What to produce
Could you restate, word for word, the line that has "blocked free/personal teams" and all lines following it through the end of the entries below?

Supplied data
▶

PR #515, opened 2026-09-16
fix(tauri): adding fix for the ios code and UI responsive

razasaddiqi:
## Checklist

### Summary
Four user-visible fixes on the phone app, plus the plumbing they needed:

1. **QR pairing works on the first scan.** iOS raises its Local Network prompt on the first socket an app opens toward the LAN and fails that socket immediately; our pairing was a single probe with no retry, so the first scan always lost the race and showed "connection failed".
2. **A Code turn survives the lock screen / app switcher.** iOS reclaims a suspended app's sockets; the SSE stream died and the turn failed with "event stream broke" even though the desktop was still working.
3. **Local Network permission is asked at first open and handled end to end** (denied → the Code panel explains and offers Open Settings; the switch is re-read live in both directions).
4. **Confirmation dialogs are phone-safe** (approval mode, update prompt, Cowork consent, delete modals…): no more edge-to-edge/square rendering below the `sm` breakpoint.

Also: a turn abandoned by a force-quit is stopped on the desktop at the next launch, and the iOS build number moves to 5.

### What changed

**Pairing** — `src-tauri/src/remote_code_client.rs`
- `remote_code_set_host` now races every address the QR advertises (`first_answering`) with a 4 s cap per probe and keeps probing every 0.75 s for up to 25 s — long enough to read the prompt and tap Allow. A desktop that *answers* and refuses (401) fails immediately; only network-level failures retry. An empty candidate list errors instead of spinning.
- Panel makes ONE host call carrying all addresses (looping per address would multiply the wait) and shows "If your phone asks to find devices on your local network, tap Allow." while connecting.

**Turn stream** — `remote_code_client.rs`, `lib.rs`
- `open_event_stream` / `reconnect_event_stream` (backoff, 2 min budget). The loop reconnects on stream error/end, on 30 s without opencode's 10 s `server.heartbeat`, and immediately on foreground (`WindowEvent::Resumed` → `app_resumed()`, mobile only). The reconnect check runs before the turn deadline so a turn that finished during a long lock completes instead of timing out.
- `catch_up` reconciles after a reconnect: re-reads the reply from `/session/{id}/message?limit=N` (widening 16→64→256→all until it reaches the user message), emits only what the phone hasn't shown (`TokenCoalescer::catch_up_to`; the frontend renders `full_content`), re-emits tool parts, re-announces pending `/permission` entries (auto mode answers them), ends the turn on a pending `/question`, and emits `ollama:done` when `/session/status` says idle.

**Force-quit** — `HostConfig.in_flight` (server session → dir) is held by an `InFlight` guard for the turn's lifetime; `abort_abandoned_turns()` runs at mobile startup and posts `/session/{id}/abort` for entries still busy on the desktop, forgetting only what it handled. The desktop's Phone Access server is never touched.

**Local Network permission** — new `src-tauri/src/local_network.rs`
- iOS has no API for this permission. The probe is the documented behaviour itself: one empty UDP datagram to the Wi-Fi subnet's `.1` neighbour (`en0` via `getifaddrs`). Sent → granted; `EHOSTUNREACH` → refused. Telling "prompt still up" from "Don't Allow": a system alert makes the app inactive (`UIApplicationWillResignActive`/`DidBecomeActive` observers), so a refusal while inactive waits, a refusal while active is the answer (after a 1 s grace for the alert to appear on the first ask; instantly once the persisted `local_network_asked` marker exists). Nothing is cached: the Settings switch changes it live both ways.
- Asked at launch (2 s after setup, 90 s window, off the main thread) and from the panel (`local_network_status`, 20 s window). `open_app_settings` opens `app-settings:`. Both commands added to `permissions/default.toml` + `capabilities/default.json`. Android reports granted; desktop carries the module unused.
- Code panel: `denied` replaces scan + fields with an amber explanation and an **Open Settings** button (same style as Scan); `checking` disables Scan/Connect with a note; re-checks on every panel open and on `visibilitychange`, which also re-probes the desktop so a paired desktop reads unreachable once access is off. Strings added in en/es/fr/zh.

**Dialogs** — `components/ui/alert-dialog.tsx`, `components/ui/dialog.tsx`: `w-[calc(100%-2rem)]` + `rounded-lg` at every width, footer `gap-2` when stacked. Per-dialog overrides in `app-update-prompt.tsx` / `coding-mode-button.tsx` reduced to `max-w-md`.

**iOS build** — `bundleVersion` 5 (version 1.1.20) in `tauri.ios.conf.json`, `gen/apple/project.yml`, generated `Info.plist`. `PrivacyInfo.xcprivacy` force-added (gitignored, but referenced by the Xcode project — a fresh clone could not archive without it).

### Testing
- Rust: `cargo test --lib remote_code_client local_network` — 32 + 7 tests. New: late-answering desktop, address race, fast 401, dropped stream → continues, finished-while-away → completes from the desktop copy, foreground return → reconnect, coalescer catch-up, abandoned turns stopped / in-flight lifetime, prompt-aware probe (refusal-while-inactive retries, refusal-while-active answers, unanswered prompt ends at the window), host UDP smoke test. `cargo fmt`, clippy clean; `cargo check --target aarch64-apple-ios` clean.
- TS: `coding-mode-button` 94 tests (pairing single-call contract + hint; Local Network granted/denied/checking/re-check/desktop re-probe), `app-update-prompt` 12, ui/modals/chat suites green; typecheck + eslint clean.
- On device (iPhone 15 Pro, fresh installs): prompt at first open; Don't Allow → Open Settings → on → pairing UI returns; first scan pairs; approval-mode dialog; on/off in Settings reflected live.

### Notes for reviewers
- The Code-panel UI ships with the web platform: release apps load it from `os.ibl.ai`, so the panel changes appear there after the platform is deployed from this branch. The Rust-side fixes are in the app binary.
- LAN-pointed test builds must be **debug** builds: the dev-origin ACL capability in `lib.rs` is `#[cfg(debug_assertions)]`; a release build pointed at `http://192.168.x.x:3000` fails every invoke with "not allowed by ACL".
- The approval-mode dialog is per account (platform metadata `code_mode.permission_mode`) — a phone signed into an account that already answered on the Mac will not see it; that is existing behaviour, unchanged here.
- Still open (ops): `https://os.ibl.ai/.well-known/apple-app-site-association`; TestFlight upload of build 5.


null-crafter:
# PR 515 code review

**Head:** `4479dd5a` — "fix(tauri): adding fix for the ios code and UI responsive"
**Reviewed:** 2026-09-17 · follow-up to the [PR 513 rounds](https://github.com/iblai/os/pull/513#issuecomment-5697784226)

18 files, +2030/−134. The bulk is a new `local_network.rs` (551 lines) and
`remote_code_client.rs` (+1035). One thing to fix, one carried item that this PR makes
sharper, and some genuinely good work worth calling out.

---

## Carried findings — rechecked

| Finding | Result |
| --- | --- |
| **B2** — `os.ibl.ai` served no association file | **Fixed** ✅ |
| **N1** — `bundleVersion` pinned to `"2"` | **Addressed** ✅ |
| **S1** — `project.yml` build phase diverged | **Still open**, and sharper — below |
| **N2** — iOS `version: "1.1.20"` vs `tauri.conf.json`'s `0.95.19` | Unchanged |
| **S2** — `build.rs` cites `scripts/android-release.sh` | Still absent |

**B2 verified by content, not status code:**

```
$ curl -s https://os.ibl.ai/.well-known/apple-app-site-association
{ "applinks": { "details": [ { "appID": "L4FWRM8W5Z.ai.ibl.mentorai",
                               "paths": [ "/sso-login", "/sso-login/*", "/mobile/*", "/test/*" ] } ] } }
```

Universal links on the new default host will now actually fire.

**N1** was bumped `"2"` → `"5"` in all three places it lives — `tauri.ios.conf.json`,
`project.yml` and `ibl-ai-os_iOS/Info.plist`. That is the right discipline when both a spec
and its generated artifact are tracked, which is what makes S1 stand out.

---

## Should fix

### F1. `Undetermined` is documented for a case that returns `Denied`

`LocalNetwork::Undetermined` says:

> No verdict: no Wi-Fi address to test with, **or the prompt was never answered inside the
> window**. Pairing may still be attempted; it raises the prompt itself.

But `probe` returns `Denied` when the window expires with the prompt still up, and its own
test pins that:

```rust
fn an_unanswered_prompt_ends_at_the_window() {
    let v = probe(Duration::from_millis(700), true, || Attempt::NoRoute, || false);
    assert_eq!(v, LocalNetwork::Denied);
}
```

This reaches the user. `coding-mode-button.tsx` branches on `denied` to *replace* the
pairing UI with an explanation and an Open Settings button:

```tsx
{localNetwork === 'denied' ? (
  // No pairing can work without Local Network access, so
  // the scan and the fields are pointless: say why, and
  // put the one useful action in their place.
```

So a user who simply has not tapped **Allow** within `PANEL_WINDOW` (20s) is told to go turn
on a permission they never turned off, and the scanner disappears while the prompt is still
on screen. `ensure` also calls `remember_asked()` for that verdict, recording an answer that
never happened.

Narrow in practice — the launch-time ask gets `LAUNCH_WINDOW` (90s) and usually resolves
first — but the fix is small: return `Undetermined` at the deadline, which is what the doc
says and what the UI already means by it, and skip `remember_asked()` on that path.

### S1 (carried). `project.yml` still runs the command `build-rust.sh` replaced

```
project.pbxproj   shellScript = "\"$SRCROOT/build-rust.sh\"";
project.yml       script: cargo tauri ios xcode-script -v --platform … ${ARCHS:?}
```

This PR makes the gap sharper rather than closing it: it *does* sync `CFBundleVersion`
"2" → "5" inside `project.yml`, so the spec is demonstrably maintained as a source of
truth — the build phase just was not brought along. A regeneration still restores the
"Connection refused" failure that `build-rust.sh` exists to avoid.

---

## Nits

**N3.** `InFlight::drop` does a whole-file `read_config` / `write_config` — the same shape
as the clobber fixed in `c53681d1`. It is synchronous and brief, so the window is far
smaller, and the consequence is benign: a lost removal leaves a stale `in_flight` entry
that costs one extra status probe on the next launch and is then forgotten. Flagging it
only because of this file's history. (It is also sync file IO on a runtime thread.)

**N4.** Three straight apostrophes in the new strings, against the typographic `’`
convention: `en` "can't", `fr` "l'accès" and "L'accès". No braces nearby so ICU is not at
risk — same class as the `fr` strings on PR 505.

**S2 (carried).** `build.rs` still points at `scripts/android-release.sh`, which is not in
the repo. Control: 27 files under `scripts/`, three `android-*`, none of them `-release`.

---

## Good

Worth saying explicitly, because most of this PR is careful work:

- **`local_network.rs` reverse-engineers an undocumented iOS behaviour and writes down the
  reasoning.** The first packet toward a LAN address raises the prompt; refusals come back
  `EHOSTUNREACH`; "prompt is up" is distinguished from "Don't Allow" by whether the app is
  active, since a system alert resigns active state. That is a real derivation, and the
  module header explains it well enough that the next person will not have to redo it.
- **`probe` takes `attempt` and `active` as closures**, so the whole state machine is unit
  tested rather than only reachable on a device.
- **Two concerns I formed while reading were already covered by tests.**
  `the_probe_aims_at_a_neighbour_never_at_itself` handles the case where the phone itself
  holds the `.1` address (`192.168.0.1` → probes `.2`), and
  `catch_up_to_emits_only_the_unseen_suffix` covers the diverged-copy branch.
- **Nothing is cached**, because the Settings switch flips live in both directions. Right
  call, and stated as the reason.
- **Permissions declared in both `permissions/default.toml` and `capabilities/default.json`** —
  the exact pairing that was broken in PR 505, where the capability existed but was never in
  the allow-list.
- **`PrivacyInfo.xcprivacy`** uses the correct required-reason codes (`E174.1` disk space,
  `C617.1` file timestamp), each tied to the actual call site in a comment.
- **The `remote_code_client.rs` work** — stream reconnection, catch-up from the desktop's
  copy, foreground resume, aborting turns a killed app abandoned — lands with a test each,
  including the awkward ones (a turn that finished while the stream was down; turns
  abandoned by a killed app).
- **i18n**: four keys, all four locales.

---

## Verification

- **F1:** `cargo test an_unanswered_prompt_ends_at_the_window` shows the current contract;
  changing the deadline to `Undetermined` should flip that assertion and the
  `remember_asked` path with it.
- **S1:** `rg -n 'script:' src-tauri/gen/apple/project.yml` against
  `rg -n 'shellScript' src-tauri/gen/apple/ibl-ai-os.xcodeproj/project.pbxproj`.
- **B2:** `curl https://os.ibl.ai/.well-known/apple-app-site-association` — now passes.

---

## Verdict

**Approved**, with caveats. No blocking defect: nothing crashes, loses data, or opens a
hole, and the new surface arrives with tests.

Caveats, none a reason to withhold:

- **F1** should be fixed — it tells a user the wrong thing about their own device state,
  and moves up if the 90s launch ask turns out not to resolve first in practice.
- **S1** before anyone regenerates the Xcode project.
- **N2** worth confirming as deliberate; **S2** and the nits at leisure.

This is an assistant review and does not replace the external reviewer's.

null-crafter:
# Rough edges hitting a first iOS build

Notes from taking this branch from a cold machine to a running app on the iOS Simulator.
Every item below was **re-verified against `4479dd5a`** (this PR's head) today — several
things we hit on our first attempt have since been fixed and are listed at the bottom so
they don't get re-raised.

**Scope caveat up front:** none of this originates in this PR. `gh pr diff 515 --name-only`
is 18 files, and none of them is the code involved — `get_app_url()` and the three URL
`unwrap`s are untouched here (the `lib.rs` hunks are `@@ -10`, `@@ -2429`, `@@ -3171`,
`@@ -3185`). `build-rust.sh` and the tracked `project.yml` came from `037ee3a5`, already on
main via #513. This is build/onboarding friction on the branch as a whole, not a review of
the diff.

---

## Blocking merge

**None.**

One candidate was investigated and cleared. A `cargo tauri ios dev` run failed with
`ld: library 'iconv' not found`, linking the *host* `build_script_build`
(`aarch64-apple-darwin`, `-mmacosx-version-min=11.0.0`) rather than the iOS target. The
theory was that `build-rust.sh` scopes `CFLAGS_<target>`/`CXXFLAGS_<target>` per-target
(lines 45–47) but leaves Xcode's exported `SDKROOT` (`…/iPhoneSimulator26.2.sdk`) applying
to every `cc` invocation, including host ones.

That theory is **wrong**. A/B:

```bash
cd src-tauri
SDKROOT=…/iPhoneSimulator26.2.sdk cargo build --lib   # exit 0, no iconv
touch build.rs
cargo build --lib                                     # exit 0, no iconv
```

Both succeed. The failure doesn't reproduce, and it's most likely local to that machine —
a `target/` populated before a macOS major upgrade (Darwin 24.6 → 27.0 mid-session). Noting
it only so the next person who sees it reaches for a clean rebuild instead of a code fix.

---

## Non-blocking

### N1 — `src-tauri/.env.local` is silently ignored for iOS builds

`build-rust.sh:26` does `: "${TAURI_DEV_URL:=https://os.ibl.ai}"` then exports it, and
`build.rs:dev_url_from_env_files()` checks `std::env::var("TAURI_DEV_URL")` **before** the
dotenv files. So a bare `cargo tauri ios dev` bakes the production URL into a *debug* build
and never consults `.env.local`.

The Tauri CLI doesn't inject `TAURI_DEV_URL` itself — confirmed two ways: no `TAURI_*` in
the Xcode build-phase environment dump, and before `build-rust.sh` existed the baked value
*was* the `.env.local` one. `make tauri-ios-dev` is unaffected because it exports the
variable in the shell first.

Net effect: edit `.env.local`, rebuild, and the app still loads `os.ibl.ai` with no
indication why. Worth either dropping the default or logging the resolved source.

*(Inferred from the code path plus the env dump — we never got a clean iOS build today to
read the `[ibl.ai] TAURI_DEV_URL at compile time:` line back.)*

### N2 — A scheme-less `TAURI_DEV_URL` aborts the app at launch

`src-tauri/src/lib.rs:2538`, `:2567`, `:2625` are `parse().unwrap()`. A value like
`192.168.50.45:3000` (no `http://`) yields `RelativeUrlWithoutBase`. The panic happens
inside the Tauri `setup` closure, which on iOS runs inside tao's `did_finish_launching` — an
Objective-C callback that cannot unwind — so it converts to `panic_cannot_unwind` → abort.

What you actually see is the app vanishing instantly and a backtrace whose visible portion
is all `panic_nounwind` / UIKit frames, with the real one-line cause scrolled off above it.
This cost us a full debugging cycle from a missing `http://`.

Not production-affecting — `build.rs` already refuses to bake a non-https URL into a release
build. Cheap fixes: normalize in `get_app_url()`, and warn from `build.rs`, which has the
precedent in its existing https check.

### N3 — `scripts/fix-xcode-cargo-path.sh` is obsolete and now harmful

The build phase is `"$SRCROOT/build-rust.sh"` (`project.pbxproj:305`), but that script
`sed`s the *old* `cargo tauri ios xcode-script` string into the project file.
`docs/tauri-ios-setup.md:30` and `:189` still tell you to run it. #513 replaced the
mechanism; this should probably have gone with it.

### N4 — `docs/tauri-ios-setup.md` is stale enough to mislead

`cd apps/mentor` at lines 29, 125 and 149 — there is no `apps/` directory in this repo. It
also states the fix script "runs automatically with `make` commands"; no Makefile target
references it.

### N5 — Dev-server port mismatch

`make tauri-ios-dev` and `make dev-mobile` use **3001**; `src-tauri/.env.local` uses
**3000**. Following the docs points the app at a port nothing is serving.

### N6 — `Accelerate.framework` survives only in the generated `project.yml`

`project.yml:81` has `- sdk: Accelerate.framework`, but `bundle.iOS` in `tauri.conf.json`
has only `developmentTeam` + `minimumSystemVersion`. Delete `project.yml`, re-run
`ios init`, and it's gone — the build then fails on undefined `_vDSP_vadd` / `_vDSP_vmul` /
`_vDSP_sve`, which reads as a Rust problem but isn't: `llama-cpp-sys-2` emits
`cargo:rustc-link-lib=framework=Accelerate`, and because the crate builds as a `staticlib`
those link directives never reach Xcode.

This is exactly how we lost it on the first attempt. `"frameworks": ["Accelerate"]` under
`bundle.iOS` regenerates it. Use the bare name — Tauri renders that as
`sdk: Accelerate.framework`; `"Accelerate.framework"` renders as nothing (verified by
regenerating both ways).

### N7 — `cargo tauri ios init` silently ignores an existing `project.yml`

It's a template file, so cargo-mobile2 skips it when present. Editing `bundle.iOS` and
re-running init produces a **zero diff** until you delete `project.yml` first — config edits
look like no-ops. Upstream behaviour, worth a line in the docs.

### N8 — Signing is pinned to one Apple team

`CODE_SIGN_IDENTITY = "iPhone Developer"` and `DEVELOPMENT_TEAM = "L4FWRM8W5Z"`
(`project.pbxproj` 330/331, 425/426). Fine in-house, but a contributor without that team
can't build even for the simulator without overriding it — despite the simulator needing
no profile at all (`PROVISIONING_PROFILE_REQUIRED = NO`, `ENTITLEMENTS_ALLOWED = NO`).

### N9 — No iOS entry point, no iOS CI

`package.json` has no `ios` script; iOS lives only in the Makefile. No workflow references
`tauri ios` or `xcodebuild`, so nothing in CI compiles the Rust for any target.

---

## Rechecked — already fixed since our first attempt

| Was | Now |
| --- | --- |
| `Accelerate.framework` missing → link failed on `_vDSP_*` | Present in tracked `project.yml:81` + committed pbxproj ✅ |
| `cargo: command not found` pressing Play in Xcode | `build-rust.sh` exports `$HOME/.cargo/bin` + Homebrew, and no longer needs the Tauri CLI as a parent ✅ |
| `get_app_url()` fell back to a hardcoded `http://192.168.1.46:3001` | Falls back to `https://os.ibl.ai` ✅ |
| `com.apple.developer.associated-domains` blocked free/personal teams | Entitlements file is now `<dict/>` ✅ |

null-crafter (approved):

◀

The completed task
| `com.apple.developer.associated-domains` blocked free/personal teams | Entitlements file is now `<dict/>` ✅ |

null-crafter (approved):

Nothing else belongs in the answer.